START Data for review

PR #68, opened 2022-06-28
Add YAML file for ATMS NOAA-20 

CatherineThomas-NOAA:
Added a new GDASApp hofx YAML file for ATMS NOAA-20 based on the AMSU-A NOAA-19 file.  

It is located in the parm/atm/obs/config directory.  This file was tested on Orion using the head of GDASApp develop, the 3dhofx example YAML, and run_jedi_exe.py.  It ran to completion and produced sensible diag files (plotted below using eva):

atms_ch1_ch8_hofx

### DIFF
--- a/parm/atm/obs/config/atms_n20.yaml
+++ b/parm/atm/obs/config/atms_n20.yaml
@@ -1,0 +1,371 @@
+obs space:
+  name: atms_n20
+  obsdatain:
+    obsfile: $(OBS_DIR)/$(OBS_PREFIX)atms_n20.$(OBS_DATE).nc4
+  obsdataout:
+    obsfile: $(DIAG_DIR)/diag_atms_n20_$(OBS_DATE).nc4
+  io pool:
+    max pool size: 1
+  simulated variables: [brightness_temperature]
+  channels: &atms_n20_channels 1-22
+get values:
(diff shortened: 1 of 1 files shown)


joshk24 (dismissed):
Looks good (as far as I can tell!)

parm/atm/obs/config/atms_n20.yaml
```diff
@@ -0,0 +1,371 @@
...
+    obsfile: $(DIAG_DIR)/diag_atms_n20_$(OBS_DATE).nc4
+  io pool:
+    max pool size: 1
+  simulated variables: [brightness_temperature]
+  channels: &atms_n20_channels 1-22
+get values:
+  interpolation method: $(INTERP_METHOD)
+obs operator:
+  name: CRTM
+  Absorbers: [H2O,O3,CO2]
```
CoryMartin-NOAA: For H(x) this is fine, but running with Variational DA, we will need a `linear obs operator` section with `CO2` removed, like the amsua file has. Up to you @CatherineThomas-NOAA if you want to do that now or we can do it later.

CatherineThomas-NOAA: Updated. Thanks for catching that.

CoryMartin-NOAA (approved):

END Data for review

* [Task details] Show every line of the listing in which the string "CatherineThomas" can be found.

* [Exercise response]
CatherineThomas-NOAA:
CoryMartin-NOAA: For H(x) this is fine, but running with Variational DA, we will need a `linear obs operator` section with `CO2` removed, like the amsua file has. Up to you @CatherineThomas-NOAA if you want to do that now or we can do it later.
CatherineThomas-NOAA: Updated. Thanks for catching that.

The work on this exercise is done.